The sequestration of miR-539-3p could also happen due to its interaction with the G variant, causing the increased expression of the Jagged1 factor that promotes new blood vessel formation. This miRNA can also increase the level of autophagy. It is interesting that the mutation of interest occurs in the nsp6 that is known to block host autophagy. This could hinder the ability of the cell to transport viral components to the lysosome to be broken down, resulting in a setting favorable for viral infection and making for a severe form of the disease.
What future developments can be expected?
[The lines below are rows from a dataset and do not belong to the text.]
PR #3123, opened 2023-03-18
[Fix] Fixes for corpses not properly saving some item instance data correctly.

KimLS:
This is preliminary work for adding guids to item instances and tracking a chain of custody for every item.  

The API corpses used before didn't allow non-pod types to be easily passed between the various components; hence why std::string custom_data was probably never implemented. Obviously chain of custody terminating when someone dies is not ideal so I went about fixing this first.

Changes:
- Corpses properly save custom_data and item ornamentation data now.
- Cleaned up the API a bit between the database and corpse loading; it also allocates less on the heap but it probably doesn't matter much on that.
- The database.CreateItem functions are more explicit in their usage, this adds a bit more boilerplate code in a few spots but it helps with seeing what's actually going on and where we could be losing data.
- Cleaned up some of the ItemInstance custom data api.


common/shareddb.h
```diff
@@ -119,25 +119,33 @@ class SharedDatabase : public Database {
...
-		bool attuned = 0
+		int16 charges,
+		uint32 aug1,
+		uint32 aug2,
+		uint32 aug3,
+		uint32 aug4,
+		uint32 aug5,
+		uint32 aug6,
+		bool attuned,
+		const std::string& custom_data,
```
Akkadius, line 130: Why should these be required for every single item instance creation? This is very verbose to call `CreateItem`

Similarly, why did all the previous defaults get removed? It unnecessarily makes our existing 57 calls to `CreateItem` needlessly verbose.

I would think we could do 

```cpp
inst->SetItemCustomData();
inst->SetOrnamentIcon();
```

For optionally filled fields after instance creation

This feels like maybe you did this on accident

world/worlddb.cpp
```diff
@@ -946,28 +946,7 @@ bool WorldDatabase::GetCharSelInventory(uint32 account_id, char *name, EQ::Inven
...
-					use_id = !use_id;
-					continue;
-				}
-
-				char v = data_str[i];
-				if (use_id)
-					idAsString.push_back(v);
-				else
-					value.push_back(v);
-			}
```
Akkadius, line 970: Nice cleanup of this redundancy in several places

Akkadius (changes requested):
Changes look great and straightforward to me outside of the `CreateItem` default args change. Seems like that was done on accident

common/shareddb.h
KimLS: I explained it in the post.

The database.CreateItem functions are more explicit in their usage, this adds a bit more boilerplate code in a few spots but it helps with seeing what's actually going on and where we could be losing data.

KimLS: I could undo it if it's an issue, but taking it out did lead me to discover a similar issue with guild banks which I will fix after this patch goes in either way.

The researchers comment: “Our results have potential applications for the development of better, and more informative test kits, potentially allowing for asymptomatic cases to be distinguished from symptomatic cases.” The use of bioinformatics has allowed hypotheses to be generated about the differential virus-host miRNA interaction in the two identified variants. The targeting of the G variant by human miRNAs could explain the variation in severity with these two variants. More research is required to understand how these variations are important in real life.
medRxiv publishes preliminary scientific reports that are not peer-reviewed and, therefore, should not be regarded as conclusive, guide clinical practice/health-related behavior, or treated as established information.